Return only those lines of the records below in which "operations" appears.

■ Collected data entries:

▬▬▬

PR #434, opened 2020-07-17
[CR-204] Have the SendingMessage event include the original exception 

mduncan26:
Update the `SendingMessage` event to include the original exception alongside the `RaygunMessage` object. This allows customers to perform further operations on the exception to extract contextual information only available on the exception.

Ticket: https://raygun.atlassian.net/browse/CR-204

### DIFF
--- a/AssemblyVersionInfo.cs
+++ b/AssemblyVersionInfo.cs
@@ -10,5 +10,5 @@ using System.Reflection;
 // You can specify all the values or you can default the Build and Revision Numbers
 // by using the '*' as shown below:
 // [assembly: AssemblyVersion("1.0.*")]
-[assembly: AssemblyVersion("5.10.2.0")]
-[assembly: AssemblyFileVersion("5.10.2.0")]
+[assembly: AssemblyVersion("5.11.0.0")]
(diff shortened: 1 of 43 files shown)


samuel-holt (dismissed):
:+1: This change seems straightforward, nice work

MattByers (dismissed):

QuantumNightmare (changes requested):
I have pointed out some methods that now require the new Exception parameter as they don't specify a default value, and I believe this would cause a breaking change.

I'm also going to point out this [somewhat related blog post](https://haacked.com/archive/2010/08/10/versioning-issues-with-optional-arguments.aspx/) around being careful when using optional parameters. It suggests that adding optional parameters to an existing method can cause runtime exceptions if an application has not been compiled, but has a new version of a client library that has added optional parameters to existing methods. I would expect applications to typically be compiled when upgrading to newer versions of client libraries though, so maybe it's not a concern for us.

phillip-haydon:
Superseded by `IMessageBuilder`, which provides access to the exception and can flag the resulting message for cancellation before it is sent.

PR #439, opened 2020-09-30
Expose BuildStackTrace function

QuantumNightmare:
This PR exposes a function on the ErrorMessageBuilder to build an array of stacktrace line models from a given .NET StackTrace instance. This is to share the code with the Serilog Raygun Sink in this PR: https://github.com/serilog/serilog-sinks-raygun/pull/30

Additionally I've removed the Xamarin Component files (except the samples as they may still be useful).


mduncan26 (approved):
LGTM

Issue #371, opened 2018-01-01
SendInBackground should not use ThreadStatic


snakefoot:
https://github.com/MindscapeHQ/raygun4net/blob/0f232cd9829bcda2d769ae7a26249a149a041d12/Mindscape.Raygun4Net4/RaygunClient.cs#L335

Should avoid populating ThreadStatic variables for ThreadPool-Threads.

Passing parameters using global variables is generally a bad idea.

knumat:
This is a problem, since the thread that performs the async operation may not be the same thread that queued the operation.  If not, the variables will be null, and the error message will be sent without the expected context.

Note that some versions of the library use ThreadLocal instead of ThreadStatic, but that doesn't fix this potential issue.  For example:
https://github.com/MindscapeHQ/raygun4net/blob/fefc40dc0e5d40691b968c6fa69ab60184457293/Mindscape.Raygun4Net.AspNetCore/RaygunClient.cs#L17

For async-based operations, you should use AsyncLocal instead of ThreadLocal, as shown in the following link.  I don't know what the equivalent is in the older style of async programming that uses ThreadPool.QueueUserWorkItem().
https://docs.microsoft.com/en-us/dotnet/api/system.threading.asynclocal-1?view=netcore-3.1

Let me know if a pull request would be helpful.

mduncan26:
Hi @knumat 

Thank you for the additional information. We definitely are open to pull requests. Please feel free to open pull request for any additional you feel you can provide solutions to. We really do appreciate the community helping resolve these outstanding problems. I will also raise this issue with the team and we will look to create an internal ticket to address this issue. We will update this thread if there is any change to the progress of addressing this issue.

Thank you,
Mitchell.

knumat:
I created a PR with a couple items, but I think there is still an over-arching issue to resolve.  While the ASP.NET Core version might be fixed by the PR, the remaining versions still have a potential issue.  If one thread starts an operation, and a different thread continues the operation, the ThreadStatic/ThreadLocal variables will be null, leading to possible data loss.  I'm not familiar enough with each platform's scheduler to know how much of an issue this might be.

Obi-Dann:
Hello, is there any update on it? There's still an open PR awaiting for a review. And it's still an issue that ThreadLocal is used instead of AsyncLocal

phillip-haydon:
[...]

PR #441, opened 2020-10-28
Use async local

knumat:
Here are a few cleanups related to #371.

The ASP.NET Core version was updated from ThreadLocal to AsyncLocal, since it uses async-based code:
https://docs.microsoft.com/en-us/dotnet/api/system.threading.asynclocal-1?view=netcore-3.1#examples

Additionally, I removed an initializer for a ThreadStatic variable, since initializers are only applied to the first thread that accesses the ThreadStatic.  The variable for each subsequent thread uses the default initializer.  Another option would be to replace ThreadStatic with ThreadLocal, which allows you to provide an initializer, but that wasn't necessary in this case.
https://docs.microsoft.com/en-us/dotnet/api/system.threadstaticattribute?view=netcore-3.1#remarks

### DIFF
--- a/Mindscape.Raygun4Net.AspNetCore/RaygunClient.cs
+++ b/Mindscape.Raygun4Net.AspNetCore/RaygunClient.cs
@@ -14,9 +14,9 @@ namespace Mindscape.Raygun4Net.AspNetCore
   {
     protected readonly RaygunRequestMessageOptions _requestMessageOptions = new RaygunRequestMessageOptions();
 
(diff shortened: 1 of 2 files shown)


mduncan26:
Hi @knumat 

Thank you for the PR we will updater this thread once we have had a chance to review the changes.

Regards,
Mitchell.

phillip-haydon:
In #518 we have removed the usage of ThreadLocal entirely.

PR #442, opened 2020-11-12
Add an override for the SendAsync method in the ASP.NET CORE RaygunClient

samuel-holt:
## Overview

When using the `RaygunClient.Send()` overload in an ASP.NET Core MVC application, the HTTP request details are not being included in the message being sent to the API. This change adds an override for the `SendAsync` method which awaits the retrieval of the request details and sets them on the ThreadLocal value which is used in the `BuildMessage` method.

### Updates

- Add override for the SendAsync method in the ASP.NET Core RaygunClient 
- The HTTP context is not set to null until after the request and response messages have been built
- Add docs to the readme for the case where a singleton RaygunClient object is used

### DIFF
--- a/Mindscape.Raygun4Net.AspNetCore/README.md
+++ b/Mindscape.Raygun4Net.AspNetCore/README.md
@@ -127,35 +127,19 @@ public class RaygunController : Controller
 
 ### Using a singleton RaygunClient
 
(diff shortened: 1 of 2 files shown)


QuantumNightmare (approved):
Looks good :+1:

QuantumNightmare (approved):
That's better, thanks :+1:

PR #444, opened 2020-12-07
Update psake

QuantumNightmare:
Updated the build scripts to use the latest version of psake. This fixes a path issue with finding msbuild in VS 2019.
Also updated the version number of the Raygun4Net.Mvc project which I'd missed in a previous piece of work.


mduncan26 (approved):
LGTM

PR #447, opened 2021-02-04
Fix to the key value pair data filter

mduncan26:
Changes:
- fix an exception when accessing string array out of bounds


MattByers (approved):
🥇

PR #449, opened 2021-03-30
[APM-475] Remove APM profiler support from Raygun4Net.AspNetCore

Deacon-McIntyre:
Ticket: [https://raygun.atlassian.net/browse/APM-475](https://raygun.atlassian.net/browse/APM-475)

Raygun4Net will take over the APM sampling from the agent if Raygun4Net is installed into an app that has the APM profiler attached. This works for .NET Framework but will not work for .NET Core due to .NET Core’s asynchronous nature. In fact it will result in many traces being lost.

We are removing Raygun4Net’s sampling integration so that traces will behave as normal even when the application has Raygun4Net installed, because customers should be able to use APM and CR in the same application.

### Testing
I added the Raygun4Net.ASpNetcore project to into the solution of a .NET Core test project, and manually sent an exception.

I also checked the sampling overrides are applied as expected while Raygun4Net was installed.


mduncan26 (approved):
Looks good, don't forget you will need to update the package version.

mduncan26 (approved):
LGTM

PR #450, opened 2021-04-19
[APM-488] Disable profiling support

Deacon-McIntyre:
Raygun4Net will take over the APM sampling from the agent if Raygun4Net is installed into an app that has the APM profiler attached. We have removed this for .NET Core - see https://github.com/MindscapeHQ/raygun4net/pull/449

Since it has been removed for the .NET Core part of Raygun4Net, we are opting to also remove it from the rest of Raygun4Net. This is for both consistency and maintainability.

**Testing**
* [x] Test that profiler sampling has affect before these changes
* [x] Build project(s) and check version has been updated
* [x] Reference locally built packages
* [x] Check that profiler sampling has no effect
* [x] Check that errors still come through


AssemblyVersionInfo.cs
```diff
@@ -10,5 +10,5 @@
 // You can specify all the values or you can default the Build and Revision Numbers
 // by using the '*' as shown below:
 // [assembly: AssemblyVersion("1.0.*")]
-[assembly: AssemblyVersion("5.12.1.0")]
```
mduncan26, line 13: Lets revert these changes since we split out the libraries to have their own copy of this file.

PR #455, opened 2021-08-23
Add ConfigureAwait(false)

ceilingfish:
Add ConfigureAwait(false) to library calls to allow correct operation in certain .Net Framework scenarios. (e.g. WinForms & WebForms).


JasenPalmer (approved):
Thank you for making these changes. We will look to get this update published shortly.

PR #458, opened 2021-12-22
Fix missing cookie collection in ASP.NET Core provider

j5alive:
The check for `request.HasFormContentType` when trying to get cookies from the request should not be there as the Form content has no bearing on a request containing cookies or not. It looks like this was copied over from the original implementation.

I've also added a message to the cookies list if this method fails in line with the other methods in this class.


j5alive:
@QuantumNightmare any chance you could review this please?

QuantumNightmare (approved):
Looks good, apologies for the wait.

QuantumNightmare:
This fix has been released in [version 6.6.5 of the NuGet package](https://www.nuget.org/packages/Mindscape.Raygun4Net.AspNetCore/6.6.5) now.

PR #461, opened 2022-02-15
Darcy/apl 188

darcythomas:


JasenPalmer (approved):
Looks good to me!

Mindscape.Raygun4Net.NetCore.Common/RaygunClientBase.cs
```diff
@@ -48,6 +48,44 @@ public abstract class RaygunClientBase
...
+          System.AppDomain.CurrentDomain.UnhandledException += CurrentDomain_UnhandledException;
+          _settings.CatchUnhandledExceptions = true;
+          return;
+        }
+        else
+        {
+          System.AppDomain.CurrentDomain.UnhandledException -= CurrentDomain_UnhandledException;
+          _settings.CatchUnhandledExceptions = false;
+          return;
+        }
```
JasenPalmer, line 78: Not sure if this is your style but you can remove the `return` statements and also could set `_settings.CatchUnhandledExceptions = value;` after the if/else block

Mindscape.Raygun4Net.NetCore.Common/RaygunClientBase.cs
```diff
@@ -59,8 +97,16 @@ public RaygunClientBase(RaygunSettingsBase settings)
       {
         ApplicationVersion = settings.ApplicationVersion;
       }
+
+#if NETSTANDARD2_0_OR_GREATER
+            if (_settings.CatchUnhandledExceptions)
+            {
+               CatchUnhandledExceptions = _settings.CatchUnhandledExceptions;
+            }
```
JasenPalmer, line 105: Indentation is a bit off here

JasenPalmer (approved):
Looks good to me. Just a couple of minor comments to checkout

Mindscape.Raygun4Net.NetCore.Common/RaygunClientBase.cs
darcythomas: The `_settings.CatchUnhandledExceptions = value`  needs to come first or otherwise you could add more than one event handler, which would be bad!

JasenPalmer (approved):
Thanks for the changes. Looks good

PR #363, opened 2019-12-18
Integrate `ethcontract-rs`

### LINKED ISSUE #330: Use ethcontracts-rs instead of Smart Contract wrappers

nlordell:
This PR integrates `ethcontract-rs` into `dex-services` for generating type safe contract bindings to the dFusion contracts.

Closes #330

### TODO

- [x] StableX
- [x] Snapp
- [x] Release `ethcontract-rs 0.2.0` and use it (with patches)

### Test Plan

CI


driver/build.rs
```diff
@@ -0,0 +1,19 @@
...
+use std::env;
+use std::path::Path;
+
+fn main() {
+    generate_contract("BatchExchange", "batch_exchange.rs");
+    generate_contract("SnappAuction", "snapp_auction.rs");
+}
+
+fn generate_contract(name: &str, out: &str) {
+    let artifact = format!("../dex-contracts/build/contracts/{}.json", name);
```
bh2smith: Does rust operate well with relative paths like this?

driver/src/contracts/snapp_contract.rs
```diff
@@ -109,163 +115,80 @@ impl SnappContract for SnappContractImpl {
...
-            .query(
-                "getCurrentWithdrawIndex",
-                (),
-                None,
-                Options::default(),
-                None,
-            )
-            .wait()
-            .map_err(DriverError::from)
+        Ok(self.instance.get_current_withdraw_index().call().wait()?)
```
bh2smith: This sequence of commands seems to be a common theme. Not that theres anything wrong with that.

driver/src/error.rs
```diff
@@ -100,6 +104,24 @@ impl From<PriceFindingError> for DriverError {
...
+        DriverError::new(&error.to_string(), ErrorKind::ContractDeployedError)
+    }
+}
+
+impl From<ethcontract::errors::ExecutionError> for DriverError {
+    fn from(error: ethcontract::errors::ExecutionError) -> Self {
+        DriverError::new(&error.to_string(), ErrorKind::ContractExecutionError)
+    }
+}
+
```
bh2smith: Nice to see some more refined Errors! Is this an added benefit of using `ethcontracts-rs`?

driver/src/contracts/stablex_contract.rs
```diff
@@ -437,7 +413,7 @@ pub mod tests {
 
         // Only contain non fee-token and non 0 prices
         let expected_prices = vec![1.into(), 2.into()];
-        let expected_token_ids = vec![2.into(), 3.into()];
+        let expected_token_ids = vec![2, 3];
```
bh2smith: Why does one need `into` and not the other?

driver/src/contracts/stablex_contract.rs
```diff
@@ -193,15 +173,15 @@ fn encode_prices_for_contract(price_vector: Vec<u128>) -> (Vec<U128>, Vec<U128>)
 fn encode_execution_for_contract(
     orders: Vec<Order>,
     executed_buy_amounts: Vec<u128>,
-) -> (Vec<H160>, Vec<U128>, Vec<U128>) {
+) -> (Vec<H160>, Vec<u64>, Vec<U128>) {
```
bh2smith: Why no longer using `U128`?

driver/src/contracts/stablex_contract.rs
```diff
@@ -193,15 +173,15 @@ fn encode_prices_for_contract(price_vector: Vec<u128>) -> (Vec<U128>, Vec<U128>)
...
         orders.len(),
         executed_buy_amounts.len(),
         "Received inconsistent auction result data."
     );
-    let mut owners: Vec<H160> = vec![];
-    let mut order_ids: Vec<U128> = vec![];
-    let mut volumes: Vec<U128> = vec![];
+    let mut owners = vec![];
+    let mut order_ids = vec![];
+    let mut volumes = vec![];
```
bh2smith: If the type declaration can be removed, what was it needed for in the first place?

driver/build.rs
nlordell: Build scripts are always run from the root of the crate. So for the driver crate that's `driver/`.

driver/src/contracts/snapp_contract.rs
nlordell: It is! Working as designed :stuck_out_tongue:

driver/src/error.rs
nlordell: Its more that `ethcontracs-rs` adds new errors that need to be accounted for.

driver/src/contracts/stablex_contract.rs
nlordell: It used to be the `U128` non-primitive type and now its the `u64` primitive type.

driver/src/contracts/stablex_contract.rs
nlordell: Because order**Indices** are `u16`s and not `u128`. After gnosis/ethcontract#8 it will be a `u16`.

driver/src/contracts/stablex_contract.rs
nlordell: It wasn't. I removed them since I needed to change it for one of them anyway, so next time the diff is even smaller :smile:

driver/build.rs
bh2smith: Cool I just remembered that there was a standard practice in python development that using relative paths for import statements was some sort of faux-pas.

nlordell: Here its needed unless you want to get needlessly fancy about it. Also its super deterministic seeing as it will always be relative to the same directory (unless the `driver` sub-crate moves).

driver/src/bin/stablex.rs
```diff
@@ -10,7 +10,7 @@ use std::time::Duration;
 fn main() {
     simple_logger::init_with_level(log::Level::Info).unwrap();
 
-    let contract = StableXContractImpl::new().unwrap();
+    let (contract, _event_loop) = BatchExchange::new().unwrap();
```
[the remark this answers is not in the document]
bh2smith: I will be excited to see what this means if we wind up doing it!

driver/src/contracts/mod.rs
```diff
@@ -1,4 +1,34 @@
...
+}
+
+fn method_defaults() -> Result<MethodDefaults, DriverError> {
+    let network_id = env::var("NETWORK_ID")?.parse()?;
+    let secret = {
+        let private_key: H256 = env::var("PRIVATE_KEY")?.parse()?;
+        SecretKey::from_raw(&private_key[..]).map_err(ethsign::Error::from)?
+    };
+    let account = Account::Offline(secret, Some(network_id));
+    let defaults = MethodDefaults {
```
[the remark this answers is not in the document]
nlordell: Yes, I kept that from the previous version. I'm going to do that in a separate PR though.

driver/src/bin/stablex.rs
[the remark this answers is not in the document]
nlordell: Hmm, my problem with that is that if we ever end up wanting to create and clean up multiple contract instances, then it might be problematic as they would never get cleaned up. I suggest we do `event_loop.into_remote()` for now, but then we have to keep in mind that these event loops are leaking every time we make a new contract instance.

.travis.yml
```diff
@@ -33,6 +34,8 @@ matrix:
         - rm -f  ./target/.rustc_info.json
       env:
         - CARGO_INCREMENTAL=0
+      install:
+        - ./test/setup_contracts.sh
```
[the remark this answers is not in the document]
nlordell: We need to deploy so we have dev network addresses in the artifact.

nlordell:
@fleupold Right now the contract interfaces are used for mocking.

.travis.yml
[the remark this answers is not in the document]
fleupold: Ah I thought those were only needed on runtime. But I guess they get hardcoded into the generated code at build time?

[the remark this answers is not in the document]
nlordell: Yes, they are part of the truffle artifact which is needed at build time. The artifact gets hardcoded into the generated code.

nlordell:
> Feature request for `ethcontract-rs`: Allow to create a mocked version of the contract.

gnosis/ethcontract-rs#83

driver/src/contracts/mod.rs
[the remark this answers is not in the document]
nlordell: Created #369

common.env
```diff
@@ -1,11 +1,8 @@
-SNAPP_CONTRACT_ADDRESS=0xe982E462b094850F12AF94d21D470e21bE9D0E9C
-SNAPP_BASE_LIB_ADDRESS=0x9561C133DD8580860B6b7E504bC5Aa500f0f06a7
-STABLEX_CONTRACT_ADDRESS=0x67B5656d60a809915323Bf2C40A8bEF15A152e3e
```
bh2smith: Where have these gone?

nlordell: They are no longer needed - its one of the bonuses of using `ethcontract`. It reads it from the truffle artifacts (`BatchExchange.json` and `SnappAuction.json`).

nlordell: This should mean that updating contract deployments should just require submodule updates (unless there are breaking changes of course).

PR #366, opened 2019-12-19
Use sccache

fleupold:
Hoping to speed up the build and unit test step

PR #367, opened 2019-12-19
parallelize all the builds

fleupold:
This will likely increase total time, but hopeful shorten the run time. Let's see the trade-off.


fleupold:
Should probably be rebased on top of #366

fleupold:
Not beneficial overall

▬▬▬

■ OUTPUT BELOW:
Update the `SendingMessage` event to include the original exception alongside the `RaygunMessage` object. This allows customers to perform further operations on the exception to extract contextual information only available on the exception.
For async-based operations, you should use AsyncLocal instead of ThreadLocal, as shown in the following link.  I don't know what the equivalent is in the older style of async programming that uses ThreadPool.QueueUserWorkItem().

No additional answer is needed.